Show each line of the data below that has the string "before" in it.

# [Material for this task]
=== Section Start ===

PR #630, opened 2020-03-25
[KZL-1484] Refactor list collection indexes

xbill82:
## What does this PR do ?
Enhances the experience of loading the index and collection list. Now indexes are loaded first (thus rendered), then collections for each index are loaded afterwards. Some glitches still persist in the Treeview but the overall bootstrap process is better.

Connect the AC to a Kuzzle with a lot of indexes and collections and see if the bootstrap is smooth.

### Other changes
* Applied `scroll` to document searches like #632

### TODO
- [x] Loader when opening the collection list for an index


src/vuex/modules/index/store.ts
```diff
@@ -104,33 +101,55 @@ const actions = createActions({
...
-        getRealtimeCollectionFromStorage(index)
-      )
-      collections = dedupeRealtimeCollections(collections)
-      indexesAndCollections[index] = collections
-      commit.receiveIndexesCollections(indexesAndCollections || {})
-    }
-    commit.setLoading(false)
+    await dispatch.listIndexes()
+    Object.keys(state.indexesAndCollections).forEach(async index => {
+      await dispatch.listCollectionsForIndex(index)
```
Aschen, line 151: Awaiting a promise inside a forEach won't really wait for the promise to complete before processing the next item on the loop.  
This method will return before each promise is fulfilled, I don' know if this is the intended behavior.

src/components/Data/Collections/List.vue
```diff
@@ -26,131 +26,134 @@
...
+            <p
+              v-if="canCreateCollection(index)"
+              class="text-secondary text-center"
+            >
+              You can create the collection by hitting the button above.
+            </p>
+          </template>
+          <template v-slot:emptyfiltered>
+            <h4 class="text-secondary text-center">
+              There is no collection matching your filter.
```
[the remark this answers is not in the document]
xbill82: nope

src/vuex/modules/index/store.ts
xbill82: Thanks! I forgot to delete the `await`

Issue #199, opened 2026-06-24
Bug: skillspector mcp stdio server hangs during MCP initialize under Codex


poorlyordered:
## Summary

`skillspector mcp` does not currently start successfully as a Codex stdio MCP server in my environment.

=== Section End ===

# [Worked solution]
Aschen, line 151: Awaiting a promise inside a forEach won't really wait for the promise to complete before processing the next item on the loop.  
This method will return before each promise is fulfilled, I don' know if this is the intended behavior.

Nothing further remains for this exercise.